(EXCERPTED RECORDS Opens)

PR #1447, opened 2026-06-24
quiet tests and snapshots

CharlotteZZh:
1. Snapshot testing where output is static.
2. No stray printed output in devtools::test(),  wrapping library() in suppressPackageStartupMessages() removes the banner, leaving only the test results.

### DIFF
--- a/tests/testthat/test_BoxCox.R
+++ b/tests/testthat/test_BoxCox.R
@@ -2,25 +2,10 @@
 ## Generate data and do BC using the source function to get
 ## expected results
 
-suppressPackageStartupMessages(library(MASS))
-
 set.seed(1)
 dat <- matrix(runif(30), ncol = 3)
 dat[, 1] <- exp(dat[, 1])
 colnames(dat) <- paste0("x", 1:3)
-
-exp_lambdas <- rep(NA, 3)
-for (i in 1:ncol(dat)) {
-  tmp <- as.data.frame(dat, stringsAsFactors = TRUE)[, i, drop = FALSE]
-  names(tmp)[1] <- "x"
-  tmp_bc <- boxcox(
-    x ~ 1,
-    data = tmp,
-    plotit = FALSE,
-    lambda = seq(-2, 2, by = .1)
-  )
-  exp_lambdas[i] <- tmp_bc$x[which.max(tmp_bc$y)]
-}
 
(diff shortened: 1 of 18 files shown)


tests/testthat/test_bad_class_options.R
```diff
@@ -1,4 +1,4 @@
-library(caret)
+suppressPackageStartupMessages(library(caret))
```
topepo: Let's take out any `library(caret)` or `library(testthat)` calls in the test code. Those will happen automatically when the IDE's `test` buttons are used (RStudio or Positron)

tests/testthat/test_BoxCox.R
```diff
@@ -2,7 +2,7 @@
 ## Generate data and do BC using the source function to get
 ## expected results
 
-library(MASS)
+suppressPackageStartupMessages(library(MASS))
```
topepo: Two(ish) changes should happen in this case (where a package like MASS is used but is listed as a suggested package):

 - add a `skip_if_not_installed("MASS")` at the top of the test code block
 - For this example, MASS is indirectly loaded so we don't have to fully load it.
 - If it were used in the test code, we would want to namespace all the function calls (a la `MASS::lda()` etc) instead of fully loading it. 

Go ahead and look at the other instances and, if a package is in suggests, use the strategies above.

tests/testthat/test_tibble.R
```diff
@@ -1,7 +1,7 @@
-library(caret)
-library(recipes)
-library(dplyr)
-library(testthat)
+suppressPackageStartupMessages(library(caret))
+suppressPackageStartupMessages(library(recipes))
```
topepo: This instance is a little more complicated. 

recipes is an imported package, so we don't need a conditional skip as we did for MASS. We would end up using a number of functions from recipes (or ggplot2 or lattice) and, in this case, I would quietly load these imported packages in a helper file. So add a `helper-startup.R` file to the `testthat` directory and move these to that file. 

For dplyr, we would want a `skip_if_not_installed("dplyr")` here and do things like 

```
data = dplyr::as_tibble(df),
```

topepo (changes requested):
There's some nuance to which packages are loaded fully etc. I've made comments below but slack me or ask questions here if you have questions.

(EXCERPTED RECORDS Closes)

- **YOUR TASK**
An exact copy of every line above is needed.

- **YOUR SOLUTION**
PR #1447, opened 2026-06-24
quiet tests and snapshots

CharlotteZZh:
1. Snapshot testing where output is static.
2. No stray printed output in devtools::test(),  wrapping library() in suppressPackageStartupMessages() removes the banner, leaving only the test results.

### DIFF
--- a/tests/testthat/test_BoxCox.R
+++ b/tests/testthat/test_BoxCox.R
@@ -2,25 +2,10 @@
 ## Generate data and do BC using the source function to get
 ## expected results
 
-suppressPackageStartupMessages(library(MASS))
-
 set.seed(1)
 dat <- matrix(runif(30), ncol = 3)
 dat[, 1] <- exp(dat[, 1])
 colnames(dat) <- paste0("x", 1:3)
-
-exp_lambdas <- rep(NA, 3)
-for (i in 1:ncol(dat)) {
-  tmp <- as.data.frame(dat, stringsAsFactors = TRUE)[, i, drop = FALSE]
-  names(tmp)[1] <- "x"
-  tmp_bc <- boxcox(
-    x ~ 1,
-    data = tmp,
-    plotit = FALSE,
-    lambda = seq(-2, 2, by = .1)
-  )
-  exp_lambdas[i] <- tmp_bc$x[which.max(tmp_bc$y)]
-}
 
(diff shortened: 1 of 18 files shown)


tests/testthat/test_bad_class_options.R
```diff
@@ -1,4 +1,4 @@
-library(caret)
+suppressPackageStartupMessages(library(caret))
```
topepo: Let's take out any `library(caret)` or `library(testthat)` calls in the test code. Those will happen automatically when the IDE's `test` buttons are used (RStudio or Positron)

tests/testthat/test_BoxCox.R
```diff
@@ -2,7 +2,7 @@
 ## Generate data and do BC using the source function to get
 ## expected results
 
-library(MASS)
+suppressPackageStartupMessages(library(MASS))
```
topepo: Two(ish) changes should happen in this case (where a package like MASS is used but is listed as a suggested package):

 - add a `skip_if_not_installed("MASS")` at the top of the test code block
 - For this example, MASS is indirectly loaded so we don't have to fully load it.
 - If it were used in the test code, we would want to namespace all the function calls (a la `MASS::lda()` etc) instead of fully loading it. 

Go ahead and look at the other instances and, if a package is in suggests, use the strategies above.

tests/testthat/test_tibble.R
```diff
@@ -1,7 +1,7 @@
-library(caret)
-library(recipes)
-library(dplyr)
-library(testthat)
+suppressPackageStartupMessages(library(caret))
+suppressPackageStartupMessages(library(recipes))
```
topepo: This instance is a little more complicated. 

recipes is an imported package, so we don't need a conditional skip as we did for MASS. We would end up using a number of functions from recipes (or ggplot2 or lattice) and, in this case, I would quietly load these imported packages in a helper file. So add a `helper-startup.R` file to the `testthat` directory and move these to that file. 

For dplyr, we would want a `skip_if_not_installed("dplyr")` here and do things like 

```
data = dplyr::as_tibble(df),
```

topepo (changes requested):
There's some nuance to which packages are loaded fully etc. I've made comments below but slack me or ask questions here if you have questions.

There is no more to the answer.